Assignment:
Among these records, which lines include "before"? Copy them out.

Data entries
▼▼▼
PR #3405, opened 2026-08-17
ci(windows): rebalance internal/cli shards by measured cost

### LINKED ISSUE #3404: ci(windows): cli-d-q shard exceeds the 1800s test timeout because shards are partitioned by letter, not cost
## Problem

The `cli-d-q` shard of the Windows Full Suite hits the 1800s `go test` timeout and panics, failing the whole run.

## Root cause

The shard matrix partitions `internal/cli` by test-name first letter (`a-c`, `d-q`, `r-a-m`, `r-n-z`, `s-z`). That tiling is blind to cost, and Go test names cluster by prefix while cost clusters with them: **423 of the 649 `TestR*` tests in `internal/cli` are `TestReview*`**, a single indivisible letter worth more than an entire shard's budget.

Measured `Run shard` step durations from run `32022500158`:

| shard | seconds |
|---|---|
| cli-d-q | **1818** (against a 1800s go-test timeout) |
| cli-r-a-m | 1692 |
| cli-s-z | 711 |
| cli-a-c | 295 |
| cli-r-n-z | 143 |

Two shards carry 77% of the package while two idle. `cli-d-q` is not slow because any one test is slow; the panic dump shows it mid-run on a 7s test. It simply ran out of budget.

## Not the cause

The `git clone … gentleman-guardian-angel` line that appears immediately before the panic is a red herring. It is a hardcoded fixture literal from a stubbed `runCommand` in `internal/cli/gga_install_fix_test.go`, printed to stderr by production error wrapping. No test performs a live clone: instrumenting `executeCommand` to panic on that argv and running the full `^Test[D-Q]` shard produces zero hits. The step runs without `-v`, so that single stub write was the only output in the run, which is why it looks adjacent to the panic.

## Expected behavior

Every shard completes inside its timeout, with headroom, and the coverage ratchet keeps proving that every test is claimed by exactly one shard.

## Notes

Raising the timeout is not the fix. It would leave the imbalance in place and simply move the ceiling.

Alan-TheGentleman:
Closes #3404.

## What changed

Shard selectors for `internal/cli` are now sized from measured cost instead of test-name first letter. Six shards replace five.

The `cli-d-q` shard was hitting the 1800s `go test` timeout and panicking. It was not slow because of any single test: the A-Z tiling is cost-blind, and `TestReview*` alone is 423 of the 649 `TestR*` tests in the package, one indivisible letter worth more than a shard's budget. Two shards carried 77% of the package while two idled.

## Coverage ratchet is now stronger

Free-form selectors cannot be checked by range algebra, so `TestWindowsFullSuiteShardsCoverEveryTestName` (`internal/assets/formatter_ordering_test.go`) now validates the matrix against each package's real `go test -list` inventory: every test claimed by exactly one shard, and no shard matching zero. That is strictly stronger than the range check it replaces, and it drops the hardcoded `TestR` partition pair the old check had to special-case.

Negative-tested: a dropped arm, an overlapping pair, and an empty shard each fail with a named test.

## Measurements

Linux seconds, back-to-back on one machine against the same test binary:

| before | s | after | s |
|---|---|---|---|
| cli-a-c | 13.9 | cli-a-m | 37.0 |
| **cli-d-q** | **91.0** | cli-n-o | **51.0** |
| cli-r-a-m | 83.1 | cli-p-q-s-z | 43.0 |
| cli-r-n-z | 10.6 | cli-review-a-m | 40.1 |
| cli-s-z | 29.9 | cli-review-n-z | 31.8 |
| | | cli-r-other | 15.4 |
| **total** | **228.5** | **total** | **218.3** |

All 1493 tests still run: 193+505+472+177+146 before, 378+228+238+235+187+227 after.

Windows tracks Linux at a steady ~20x across every shard in the matrix, and that model predicts the observed 1818s for `cli-d-q` from its 91.0s almost exactly. Projected worst shard after this change is ~1020s, or ~1220s at a pessimistic 24x: 57-68% of the 1800s timeout instead of 101%.

`reviewtransaction-a-c` (1087s) and `rest` (991s) are both comfortable and are left alone.

## Also

`internal/cli/gga_install_fix_test.go` now labels its stubbed failure `simulated install failure: …`. The old fixture text rendered a `git clone … gentleman-guardian-angel` line to stderr immediately before the panic, which reads exactly like a live network clone in CI. It is not one, and it never was: instrumenting `executeCommand` to panic on that argv and running the whole `^Test[D-Q]` shard produces zero hits. Only the log wording changed.

## Verification

| check | result |
|---|---|
| `gofmt -l internal/` | clean |
| `go vet ./...` | pass |
| `GOOS=windows go vet ./...` | pass |
| `go test ./internal/cli/ -count=1` | ok, 235.8s |
| `go test ./internal/assets/ -count=1` | ok, 5.4s |
| ratchet negative cases (gap / overlap / empty) | all three fail as designed |
| `./scripts/deadcode-ratchet.sh` | no new unreachable functions |

Windows Full Suite does not run on pull requests, so it is dispatched against this branch separately; that run is the real proof and is linked in a comment below.

## Summary by CodeRabbit

* **Tests**
  * Improved Windows CLI test sharding to use six cost-based partitions for more balanced execution times.
  * Added validation to ensure all tests are assigned to exactly one shard.
  * Improved install failure test diagnostics with clearer simulated-error output.

### DIFF
--- a/.github/workflows/windows-full-suite.yml
+++ b/.github/workflows/windows-full-suite.yml
@@ -43,9 +43,23 @@ jobs:
   #
   # Split by measured cost: internal/cli and internal/reviewtransaction are
   # ~44% and ~33% of total test time. internal/cli alone exceeded the 30m
-  # go-test timeout, so it takes five shards; TestR* dominates the package and
-  # is split again by its next letter. `rest` is derived from `go list` rather
-  # than listed, so a new package is covered the day it is added.
+  # go-test timeout, so it takes six shards. `rest` is derived from `go list`
+  # rather than listed, so a new package is covered the day it is added.
+  #
+  # The first cut of this split tiled A-Z by first letter, which is cost-blind:
+  # cli-d-q reached 1818s and cli-r-a-m 1692s against a 1800s go-test timeout
+  # while cli-r-n-z finished in 143s. Test names cluster by prefix, and cost
+  # clusters with them, so a first-letter tile cannot be balanced -- 423 of the
+  # 649 TestR* tests are TestReview*, a single indivisible letter. The shards
+  # below are sized from measured per-selector cost instead (Linux seconds,
+  # which Windows tracks at a steady ~20x across every shard in the matrix):
+  #
+  #   cli-a-m         33.5s   cli-review-a-m  41.1s
+  #   cli-n-o         46.1s   cli-review-n-z  34.9s
+  #   cli-p-q-s-z     48.6s   cli-r-other     14.3s
+  #
+  # That puts the worst shard near 1000s on Windows, roughly half the go-test
+  # timeout, instead of 1% over it.
   #
   # Intra-package t.Parallel() would be the deeper fix, but internal/cli has 89
   # os.Setenv/t.Setenv sites and t.Setenv panics in a parallel test, so that is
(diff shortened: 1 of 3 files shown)


Alan-TheGentleman:
Windows Full Suite dispatched against this branch: https://github.com/Gentleman-Programming/gentle-ai/actions/runs/32031664658

That workflow triggers only on push to `main`, the daily cron, and `workflow_dispatch`, so it produces no check on this PR. This run is the actual proof that the rebalanced shards complete inside the timeout, and it should be green before merge.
▲▲▲
Output for this exercise:
The `git clone … gentleman-guardian-angel` line that appears immediately before the panic is a red herring. It is a hardcoded fixture literal from a stubbed `runCommand` in `internal/cli/gga_install_fix_test.go`, printed to stderr by production error wrapping. No test performs a live clone: instrumenting `executeCommand` to panic on that argv and running the full `^Test[D-Q]` shard produces zero hits. The step runs without `-v`, so that single stub write was the only output in the run, which is why it looks adjacent to the panic.
| before | s | after | s |
All 1493 tests still run: 193+505+472+177+146 before, 378+228+238+235+187+227 after.
`internal/cli/gga_install_fix_test.go` now labels its stubbed failure `simulated install failure: …`. The old fixture text rendered a `git clone … gentleman-guardian-angel` line to stderr immediately before the panic, which reads exactly like a live network clone in CI. It is not one, and it never was: instrumenting `executeCommand` to panic on that argv and running the whole `^Test[D-Q]` shard produces zero hits. Only the log wording changed.
That workflow triggers only on push to `main`, the daily cron, and `workflow_dispatch`, so it produces no check on this PR. This run is the actual proof that the rebalanced shards complete inside the timeout, and it should be green before merge.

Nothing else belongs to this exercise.